_REQUIRED ACTION_
Only the lines from the line containing "2. ClientA sets" to the end of the entries, both included, belong in your answer, and each must match exactly.

_GIVEN RECORDS_
PR #18, opened 2020-05-19
Unexpected scroll in the prose mirror view by yjs update

boschDev:
What Happens:
1. There are 2 different clients connected to the same room (ClientA, ClientB) and they both have the cursor on the same prose mirror view (and thus both are focused on the view).
2. ClientA sets the cursor somewhere in the text field and scrolls up or down until the cursor is outside of the view.
3. ClientB types something in the same text field (it does not matter where).

Expected behaviour:
The view of ClientA should not scroll because the cursor of this client is not visible in the browser. 

Actual behaviour:
The view of ClientA will be scrolled back to where the client previously placed cursor.

Note: The issue is only reproducable with 2 different computers. If not the prose mirror view of one of the clients will lose focus when going the the other browser window.

### DIFF
--- a/src/plugins/sync-plugin.js
+++ b/src/plugins/sync-plugin.js
@@ -13,6 +13,7 @@ import * as error from 'lib0/error.js'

_WRITTEN SOLUTION_
2. ClientA sets the cursor somewhere in the text field and scrolls up or down until the cursor is outside of the view.
3. ClientB types something in the same text field (it does not matter where).

Expected behaviour:
The view of ClientA should not scroll because the cursor of this client is not visible in the browser. 

Actual behaviour:
The view of ClientA will be scrolled back to where the client previously placed cursor.

Note: The issue is only reproducable with 2 different computers. If not the prose mirror view of one of the clients will lose focus when going the the other browser window.

### DIFF
--- a/src/plugins/sync-plugin.js
+++ b/src/plugins/sync-plugin.js
@@ -13,6 +13,7 @@ import * as error from 'lib0/error.js'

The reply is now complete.